====== Dataset content ======
PR #657, opened 2020-10-01
Update icons handling

vladucu:
1. Updates `PolarisIcon` to be compatible with latest `polaris-react#v5`
version
2. Updates build so that consuming apps no longer need to manually include
Polaris icons.  New icons can still be added through `ember-svg-jar`, or they
can be passed directly as SVG's now.

**NOTEs:** 
1. Consuming apps should continue to work correctly with these changes,
  assuming previous Polaris icons have been set up correctly as documented
  through `ember-svg-jar`.
2. Latest `<PolarisIcon>` allows passing an SVG as a string directly that will be rendered as an untrusted SVG using an `img` tag. [Example](https://github.com/smile-io/ember-polaris/pull/657/files#diff-c43f6653fd914eb22dbd7c06a0b4a143R78)


addon/components/polaris-icon.hbs
```diff
@@ -0,0 +1,25 @@
+<span
```
andrewpye, line 1: Out of curiosity, why isn't this in `addon/templates/components`? 🤔

docs/icon.md
```diff
@@ -2,22 +2,40 @@
...
 ```hbs
-{{polaris-icon source="add" color="darkTeal" backdrop=true}}
+<PolarisIcon @source="AddMinor" @color="tealDark" @backdrop={{true}} />
+```
+
+
+### Rendering custom icons
+
+By default, `PolarisIcon` will render SVG's passed directly as strings to `@source` as external images.
+If you want to render custom icons similarly as main Polaris icons are rendered, you can configure `ember-svg-jar` in your app instead.
```
andrewpye, line 25: Possible slight tweak for grammar:

```suggestion
If you want to render custom icons in the same way that the built-in Polaris icons are rendered, you can configure `ember-svg-jar` in your app instead.
```

docs/migrating-from-v6-to-v7.md
```diff
@@ -0,0 +1,21 @@
+# Migrating from v6 to v7
+
+## Component
+
+### PolarisIcon
+
+<!-- TODO #polaris-v5 consider adding a codemod to migrate consuming apps -->
+Working with Polaris icons has been simplified and icons are now automatically included in the consuming app.
+There are now more Polaris icons and are PascalCased to be consistent with polaris-react.
```
andrewpye, line 9:
```suggestion
There are now more Polaris icons and they are PascalCased to be consistent with `polaris-react`.
```

docs/migrating-from-v6-to-v7.md
```diff
@@ -0,0 +1,21 @@
...
+```hbs
+<!-- Old -->
+<PolarisIcon @source="notes" />
+
+<!-- New -->
+<PolarisIcon @source="NotesMajor" />
+```
+
+**NOTE**
+1. `PolarisIcon` component leverages [ember-svg-jar](https://github.com/ivanvotti/ember-svg-jar) under the hood, which means consuming apps can add other SVG assets to svg-jar which should be usable directly with this component.
```
andrewpye, line 20:
```suggestion
1. The `PolarisIcon` component leverages [`ember-svg-jar`](https://github.com/ivanvotti/ember-svg-jar) under the hood, which means consuming apps can add other SVG assets to `svg-jar` which should be usable directly with this component.
```

tests/integration/components/polaris-action-list-test.js
```diff
@@ -3,7 +3,7 @@ import { module, test } from 'qunit';
 import { setupRenderingTest } from 'ember-qunit';
 import { findAll, click, render } from '@ember/test-helpers';
 import buildNestedSelector from '../../helpers/build-nested-selector';
-import MockSvgJarComponent from '../../mocks/components/svg-jar';
```
andrewpye, line 6: Can we remove the mock SVG jar component now?

andrewpye (commented):
This is great stuff @vladucu! 🙌 🔥 

Left a couple of suggestions for grammar tweaks in the docs, and I was also wondering if removing the SVG handling mixin for removing fills etc. could impact any other components (either in `ember-polaris` or in downstream usages) 🤔

addon/components/polaris-icon.hbs
vladucu: This co-locates the template and component file. Change done through [codemod](https://github.com/ember-codemods/ember-component-template-colocation-migrator) & [RFC here](https://github.com/emberjs/rfcs/pull/481).
This will be needed for all components in order to support Octane-only consuming apps.

Btw, sorry, wanted to, but completely forgot to mention this in the description.

PS: These can also be [nested](https://github.com/ember-codemods/ember-component-template-colocation-migrator#nested-component-structure), but for now went with the default mode. We can change later probably if we feel it's better for us

tests/integration/components/polaris-action-list-test.js
vladucu: ayyy!

andrewpye (approved):
🚀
======
Problem statement: Go through the records. Copy each line where "from" appears.

Written response:
docs/migrating-from-v6-to-v7.md
+# Migrating from v6 to v7
docs/migrating-from-v6-to-v7.md
@@ -3,7 +3,7 @@ import { module, test } from 'qunit';
 import { setupRenderingTest } from 'ember-qunit';
 import { findAll, click, render } from '@ember/test-helpers';
 import buildNestedSelector from '../../helpers/build-nested-selector';
-import MockSvgJarComponent from '../../mocks/components/svg-jar';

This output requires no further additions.